Still. Another half-hour, say an hour tops. Then he’d be feeling steadier, get dressed, get out, get his bearings, make his way back to where he’d been staying; sleeping on bare stone floors wrapped in inadequate sleeping bags. Waiting.
His half-sleeping brain sucked him back through time until he almost believed he was in his own flat in Bristol, crashed out on the futon after another argument. Another desperate attempt to explain himself, to justify his existence. Another sleepless few hours spent waiting to see if it would be all right in the morning, his fears flicked off and forgotten, his emotions dismissed. He twitched, his muscles attempting to put him back on his feet, send him back into the fray, and he was suddenly awake again to the knowledge that this was not where he should be. But then, where was? Everything was gone, everything.
The lights were the only constant now. The lights and the permanent headaches, the hangovers which padded along at the back of his brain like faithful hounds awaiting their unleashing.

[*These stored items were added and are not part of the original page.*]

Issue #1295, opened 2023-07-06
Rename Leptos config options to kebab-case via serde, instead of replacing characters


filipdutescu:
**Is your feature request related to a problem? Please describe.**

My app is using a bigger config file, which contains a member of the `leptos::LeptosOptions` type. The config is serialized as a `.toml`, which adheres to the `kebab-case` naming convention. Since `leptos::LeptosOptions` does not use `#[serde(rename_all = "kebab-case")]`, if I want to deserialize it, I would need to specify all Leptos options I set under the snake_case.

**Describe the solution you'd like**

Add `#[serde(rename_all = "kebab-case")]` to the `leptos::LeptosOptions` struct. This can be easily done by modifying the [this line](https://github.com/leptos-rs/leptos/blob/main/leptos_config/src/lib.rs#L25).

```rust
// ...
#[derive(TypedBuilder, Debug, Clone, serde::Deserialize)]
#[serde(rename_all = "kebab-case")]
pub struct LeptosOptions {
// ...
```

This would also lead to not needing to [replace '-' characters in the *entire* config file](https://github.com/leptos-rs/leptos/blob/main/leptos_config/src/lib.rs#L180).

**Describe alternatives you've considered**

Duplicating the Leptos config options in a struct I own, using the rename method and implementing `From<T>` to allow conversion to `leptos::LeptosOptions`. This seems however a bit meaningless, since Leptos *already* uses kebab-case, just not in a manner in which it could satisfy my use case. 

**Additional context**

Example of my `config.toml`:

```toml
log-level = "Debug"
application-address = "0.0.0.0:3000"

# ...

[leptos]
output-name = "my-awesome-app"
# ...
```

My `config.rs`:

```rust
#[derive(Deserialize)]
#[serde(rename_all = "kebab-case")]
pub(crate) struct Config {
    #[serde(default = "default_application_address")]
    pub application_address: String,

    #[serde(
        default = "default_log_level",
        deserialize_with = "deserialize_log_level"
    )]
    pub log_level: Level,

    pub leptos: LeptosOptions,
}
```

filipdutescu:
Yes, I'd love to contribute! Should I have any concerns in mind while implementing this? Ie do any tests, other areas of serialization depend on the current behaviour?

gbj:
[...]

PR #1308, opened 2023-07-08
feat(leptos-config): kebab-case via serde's rename_all

filipdutescu:
Currently, `leptos::LeptosOptions` are deserialized (and serialized) to `snake_case`, since, by default, `serde` uses the name of the field as-is. The options given via `.toml` files are given using `kebab-case`. This behaviour leads to problems if you wish to use `leptos::LeptosOptions` as the type of a field in your own config, which uses the `kebab-case` syntax, as it will not provide any values to that field.

These changes switch out the previous mechanism of manually replacing the `-` character to the `_` character in order for serialization to work. In its place, it uses `serde`'s `#[serde(rename_all = ...)]` macro to handle the naming convention.

In case other naming conventions are used, a workaround would be to define a user-owned mirror struct of `leptos::LeptosOptions`, which would contain the required fields, deserialize it as desired and' convert it to the latter via, for example, the `From<T>` trait.

Closes: #1295


filipdutescu:
should I also add defaults for `serde` deserialization? same as the `config-rs` ones

gbj:
This looks good to me, overall. 

Two things:
1. Could you revert the changes to `examples/todo_app_sqlite/Todos.db`? I assume this was just due to testing that example but the sqlite database changes got committed.

> should I also add defaults for `serde` deserialization? same as the `config-rs` ones
2. Yes, defaults would be great! I think the default values for fields that can have them are listed in the `typed-builder` macro annotations on each field.

filipdutescu:
Hopefully that should be it. Please let me know if I should make further changes! :grin:

gbj:
Looks good to me!

PR #1309, opened 2023-07-08
feat: use lazy thread local for regex

tqwewe:
Uses `thread_local` `Lazy` for storing regex instances to avoid parsing the same regex multiple times on the client.


gbj:
Beautiful, thanks so much. Enjoy your Saturday!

There was nothing else.
* * *
I read through the article once again, checked that the pictures were in the right format, and mailed the whole thing off to Mike, editor of Miles to Go . The article had come together just right, the pictures taken from Stan’s ample back earlier in the week showed the moors in their spring colours and, although my words had a bit of a condemnatory tone regarding farmers who blocked rights of way, the pictures would please the Tourist Board, so it all cancelled itself out in the end. Deprived of any further activity that would distract me, I pushed my chair away from the table and stood up, stretching out my back.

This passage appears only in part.